_About this exercise_
Across these entries, count the lines holding the string "opened"; the number is the whole answer.

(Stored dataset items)
::::

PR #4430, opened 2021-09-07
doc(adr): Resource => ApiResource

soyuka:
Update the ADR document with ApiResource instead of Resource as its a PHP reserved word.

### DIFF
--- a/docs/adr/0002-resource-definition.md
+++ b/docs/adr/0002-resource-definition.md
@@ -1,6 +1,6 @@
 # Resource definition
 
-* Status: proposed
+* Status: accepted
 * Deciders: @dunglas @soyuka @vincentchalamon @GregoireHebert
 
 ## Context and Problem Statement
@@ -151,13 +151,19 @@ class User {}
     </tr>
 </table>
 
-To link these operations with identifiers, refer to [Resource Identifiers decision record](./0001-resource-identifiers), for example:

::::

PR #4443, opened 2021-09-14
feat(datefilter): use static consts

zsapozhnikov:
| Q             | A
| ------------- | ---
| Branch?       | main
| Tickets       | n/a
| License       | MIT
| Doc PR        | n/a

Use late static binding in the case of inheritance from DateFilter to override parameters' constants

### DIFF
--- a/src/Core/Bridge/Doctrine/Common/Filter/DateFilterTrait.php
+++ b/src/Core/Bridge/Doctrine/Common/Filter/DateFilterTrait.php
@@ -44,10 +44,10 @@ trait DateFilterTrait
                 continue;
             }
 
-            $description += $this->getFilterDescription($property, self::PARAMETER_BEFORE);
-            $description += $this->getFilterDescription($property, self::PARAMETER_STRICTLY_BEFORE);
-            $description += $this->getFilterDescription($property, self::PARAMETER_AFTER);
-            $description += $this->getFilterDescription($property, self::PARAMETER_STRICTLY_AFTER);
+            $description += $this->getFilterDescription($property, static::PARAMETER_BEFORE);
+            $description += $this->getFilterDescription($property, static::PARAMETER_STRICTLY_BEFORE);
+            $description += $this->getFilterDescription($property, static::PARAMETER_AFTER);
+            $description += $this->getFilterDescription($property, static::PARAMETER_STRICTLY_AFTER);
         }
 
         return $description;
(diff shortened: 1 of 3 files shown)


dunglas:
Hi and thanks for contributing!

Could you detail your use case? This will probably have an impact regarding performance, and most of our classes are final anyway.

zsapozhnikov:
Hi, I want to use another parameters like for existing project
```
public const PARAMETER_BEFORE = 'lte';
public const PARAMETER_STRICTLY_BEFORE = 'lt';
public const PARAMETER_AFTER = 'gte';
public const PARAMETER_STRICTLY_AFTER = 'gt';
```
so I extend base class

::::

_Expected answer_
2